IoT data collection: When time is of the essence
Data collection is an essential part of IoT deployments, but it must also be useful and accurate to operations. Using nanoseconds for events ensures no anomaly is undetected.
A nanosecond is an extraordinarily small division of time. There are as many nanoseconds in one second as there are seconds in 31.7 years. Just let that sink in.

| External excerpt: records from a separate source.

Issue #2101, opened 2020-03-18
Color contrast checking of unicode private use characters


ahuth:
Axe version: 3.5.2
OS: MacOS and Linux
Browsers: Firefox and Chrome

My company uses a custom font to render various icons for certain unicode characters. It looks like #2005 fixed the color-contrast rule for non-BMP characters, and now I'm getting color-contrast failures that I don't expect.

I believe this is caused by the non-BMP regex not matching characters in Supplementary Private Use Area-A

Changing this would solve our issue, and I'd be happy contribute fixes for either or both of them, if this seem reasonable.

## Our setup

We use a custom font to show icons for unicode characters in Supplementary Private Use Area-A. For example:

<img width="368" alt="airmoji" src="https://user-images.githubusercontent.com/2503289/77013257-eb935400-692c-11ea-8fe0-505df492a75f.png">

The red star, checkmark, and medal icons are the characters in question, and are now failing color-contrast checks. I believe they meet the "incidental" exception to the minimum contrast success criteria.

## Possible fix

The characters in question are in the range F0000–FFFFD, and outside the Basic Multilingual Plane range. We could add this range to the [regex for testing non-BMP characters](https://github.com/dequelabs/axe-core/blob/7952a377b960c2403c8d4758a9f35ebe525549fe/lib/commons/text/unicode.js#L100).

Let me know if this makes sense, and I'd be happy to contribute a fix.

ahuth:
Also, thanks for all your work on axe-core!

We use it extensively at Airbnb. For example, we've ran axe on around 16,840 CI builds so far this year. It's been instrumental to helping scale our accessibility efforts.

ahuth:
Yikes. Updating the regex and testing it is turning out to be harder than anticipated in #2102 😞 . Not sure if there are any other potential solutions.

pieralexandreb:
Hi, it looks like my team is also having an issue here because of the nonBmp rule. We are also using a custom font to render icons and some of our tests are broken. Is there a way to turn off the rule or to modify the rule?

straker:
You can disable color-contrast completely, buy I don't think there's a way to modify the rule to flag icons. Would you be able to provide an example of the problem? Would love to see what's going on and maybe we can look into fixing it.

pieralexandreb:
[...]

PR #2102, opened 2020-03-19
fix(unicode) detect supplementary private use area A

ahuth:
This PR adds unicode characters in Supplementary Private Use Area-A to the `getUnicodeNonBmpRegExp` regex.

Closes issue: https://github.com/dequelabs/axe-core/issues/2101

## Reviewer checks

### DIFF
--- a/lib/commons/text/unicode.js
+++ b/lib/commons/text/unicode.js
@@ -135,5 +135,5 @@ function getSupplementaryPrivateUseRegExp() {
 	 * https://www.unicode.org/charts/PDF/UDC00.pdf
 	 * https://www.unicode.org/charts/PDF/UF0000.pdf
 	 */
-	return /[\uDB80-\uDBBF][\uDC00-\uDFFD]|[\u{F0000}-\u{FFFFD}]/gu;
+	return /[\uDB80-\uDBBF][\uDC00-\uDFFD]|(?:[\uDB80-\uDBBE][\uDC00-\uDFFF]|\uDBBF[\uDC00-\uDFFD])/g;
 }
--- a/lib/commons/text/unicode.js
+++ b/lib/commons/text/unicode.js
@@ -19,7 +19,10 @@ text.hasUnicode = function hasUnicode(str, options) {
 		return axe.imports.emojiRegexText().test(str);
 	}
 	if (nonBmp) {
-		return getUnicodeNonBmpRegExp().test(str);
+		return (
+			getUnicodeNonBmpRegExp().test(str) ||
+			getSupplementaryPrivateUseRegExp().test(str)
+		);
 	}
 	if (punctuations) {
 		return getPunctuationRegExp().test(str);
@@ -93,12 +96,11 @@ function getUnicodeNonBmpRegExp() {
 	 * '\u2600-\u26FF'  Misc Symbols
 	 * '\u2700-\u27BF'  Dingbats
 	 * '\uE000-\uF8FF'  Private Use
-	 * '\u{F0000}-\u{FFFFD}' Supplementary Private Use Area A
 	 *
 	 * Note: plane '\u2000-\u206F' used for General punctuation is excluded as it is handled in -> getPunctuationRegExp
 	 */
 
-	return /[\u1D00-\u1D7F\u1D80-\u1DBF\u1DC0-\u1DFF\u20A0-\u20CF\u20D0-\u20FF\u2100-\u214F\u2150-\u218F\u2190-\u21FF\u2200-\u22FF\u2300-\u23FF\u2400-\u243F\u2440-\u245F\u2460-\u24FF\u2500-\u257F\u2580-\u259F\u25A0-\u25FF\u2600-\u26FF\u2700-\u27BF\uE000-\uF8FF\u{F0000}-\u{FFFFD}]/gu;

In technology, nanosecond precision is valuable for monitoring specific, high-speed and low-latency processes, such as memory access times and gaps between network packets. Even in these cases, values are typically expressed in tens or hundreds of nanoseconds and are often normalized to milliseconds or seconds for regular use.
Within IoT, very few measurements truly need nanosecond precision for daily use. The most precise analog-to-digital converters measure signals around 1 million times per second, and most off-the-shelf sensors work at much lower sampling rates, such as 16 kHz, or 16,000 signals per second.
A nanosecond isn't even on the radar at those precisions, but the extra information is incredibly useful for IoT use cases and can help teams detect any operational anomalies.
If nanoseconds aren't always used, why do the best IoT and time series data offerings support nanosecond precision? Knowing the differences between discrete signals and events can help IT teams figure out what data they're missing without the use of precision time protocol -- and why such granular data collection is important.
What are discrete signals?
Discrete signals are sequences of digital information that represent some continuous information in the physical realm. For example, a smart power meter attached to the building's energy management system measures continuous analog signals, such as volts, Hz and amps and outputs the measurement values at very precise time intervals and very high rates.
IoT regularly uses discrete signals. Every temperature, pressure, humidity, location data point in an IoT application is a sample from a specific point in time. Quite often, and usually behind the scenes, nanosecond precision is lost through summarization and aggregation compression techniques.
Developers and engineers design these techniques to minimize the number of samples but still maintain an accurate and useful representation of the original signal. One example of this is the swinging door algorithm. This downsampling technique buffers samples and outputs sequences of samples that represent an optimized -- but visually and mathematically similar -- trend line of the original information.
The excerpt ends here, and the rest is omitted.